В результате этого развития сформировались два идеально-типических вида наднормального «мистического» знания и две в корне различных техники его получения: (светлая) мистика созерцания идей и (темная) мистика чувственного соединения с первоначальной «материнской» силой жизни и «матерью землей», со свободным от образов и идей порывом, лежащем в основе всего, что зачинается, зарождается, становится, растет, – духовная мистика и витальная мистика. Ekstasis и unio mystica ведут поиск – но радикально противоположными средствами и в направлении противоположных целей. Сходны они и в том, что стремятся к deifica-tio, – но идея Бога в мистике первого рода имеет такое же явное патриархальное происхождение, как идея Бога в мистике второго рода матриархальное. Музы следуют за Аполлоном, Грации – за женственным Дионисием и быком. Техника первого рода – платоновское движение «крыльев души», – ведущая к созерцанию идей и episteme, стремится к тому, чтобы освободить дух, разорвав в то же время инстинктивные и чувственные путы естественного мировоззрения посредством аскезы («философия – это вечное умирание») и духовной любви к сущностному, т. е. к тому, чтобы по возможности полностью исключить в знающем жизнь. Техника второго рода, наоборот, стремится с помощью наркотических напитков, пьянящих музыки, танцев, оргий, символических смешений полов исключить «дух», подавить мир идей и даже «образов», чтобы совершить великое возвращение к «матерям»: чтобы в экстатическом чувственном порыве слиться в unio с первородной вселенской силой.

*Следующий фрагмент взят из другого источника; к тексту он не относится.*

PR #2553, opened 2015-11-11
EVE revision

### LINKED ISSUE #2550: EnvironmentalVisualEnhancements Packages Need Revision
rbray89 has released the overhauled EVE!  This is very exciting, but CKAN can't handle it quite yet.

Forum thread regarding the release: http://forum.kerbalspaceprogram.com/threads/55905

github release: https://github.com/rbray89/EnvironmentalVisualEnhancements/releases/tag/EVE-1.05-1

The NetKAN file for EVE-HR caught it and updated, but probably wouldn't work even if it could be installed correctly (which hopefully it can't be).  The packaging these days comes in two parts:

x86-Configs-Release.zip -- configs and textures; currently not offered in high and low res; presumably will share an install slot with similar packs from Astronomer et al

x86-EVE-Release.zip -- core plugin

I took a look at the EVE NetKAN files, but the $kref stuff for github asset detection is a bit above my paygrade.

TIA!

Olympic1:
fixes #2550


plague006:
Jenkins passing was erroneous as `EnvironmentalVisualEnhancements-LR.netkan` fails to asset match any current releases.

As `HR` already asset matches and created `EnvironmentalVisualEnhancements-HR-EVE-1.05-1` I've kept it as the de facto `EnvironmentalVisualEnhancements-Config` while freezing `LR`. Everything gets an epoch bump due to version scheme changes as well as to force all users to update to the current install method.

plague006:
For the sake of Jenkins I'm going to delete `EnvironmentalVisualEnhancements-LR.netkan.frozen` in a commit then have it test. If it passes I'll restore `EnvironmentalVisualEnhancements-LR.netkan.frozen` which will cause Jenkins to fail.

plague006:
Jenkins passed and properly tested both .netkans. Reverting the deletion.

Olympic1:
So this will work?

Olympic1:
Jenkins loved it!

И здесь становится совершенно ясно: наука на Западе возникла благодаря череде беспрерывных побед, одержанных светлой духовной мистикой света и episteme над другим родом мистики – душевной витальной мистикой матриархального и женственного происхождения. Так что наука есть выдающееся произведение мужского духа, – того самого духа, который вопреки всей родовой конституции и семье создал «государство». И мне кажется, больше нигде в мире, кроме как на греческой почве Европы, мужской дух не одерживал над женским духом столь ярких и убедительных побед.

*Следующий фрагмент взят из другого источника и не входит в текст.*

PR #2554, opened 2015-11-11
Make sure v0.6.10 is compatible with KSP 1.0.5

Olympic1:
First time I use the `x_netkan_override` stanza, so this maybe needs some adjustments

Возможно, колоссальный разрыв между Азией и Европой, в том числе в отношении всей культуры знания, произошел в эпоху от микенской культуры до Аристотеля именно вследствие этой победы.
е) Из заметок по социологии позитивной науки (Наука и техника, хозяйство, государственное устройство)
Магическая техника – это овладение сверхъестественными силами, которые управляют вещами нерегулярно, в соответствии с желаниями…
Культ божеств, которыми управлять невозможно – можно только их просить, почитать, – одинаково изначально отделяется от практически-позитивной техники, отпочковываясь вместе с ней от магической техники…
Магическая техника – это действие, например, вызывание дождя, магическое умерщвление, людоедство с целью обретения силы; религия – это упрашивание …
То, что не поддающееся овладению константно божественное, с одной стороны, и поддающееся позитивно-практическому овладению, с другой, отделились друг от друга, есть результат побочных успехов магически-технических действий: культ мертвых – агрикультура; животные (тотемные животные), которых едят только по праздникам – скотоводство…[341].
Маги-алхимики, маги-астрологи, маги-врачиватели в Индии и Греции суть основатели физики, астрономии, естественной истории.
Магия – мост между религией и наукой.
Одухотворение и персонализация идеи исцеления делает здоровье, богатство целями позитивной техники: единый процесс…
От фантазии к опыту, от «желания» к «воле», от магического действа к религии и позитивной технике.
Вся техника – не что иное, как похищение божественной силы (Прометей), вся наука – дерзкое любопытство и запретное сомнение. По словам Прантля, первые христиане считали логику «изобретением дьявола». Лишь когда религии создали священничество и theologoumena, они стали уязвимы со стороны лучшей техники и науки. Врач исцеляет лучше, чем исповедь и причастие, психиатр – лучше, чем экзорцист. Священник – всегда Эпиметей[342].
Утрата и приобретение в разделении человеческого труда и духа.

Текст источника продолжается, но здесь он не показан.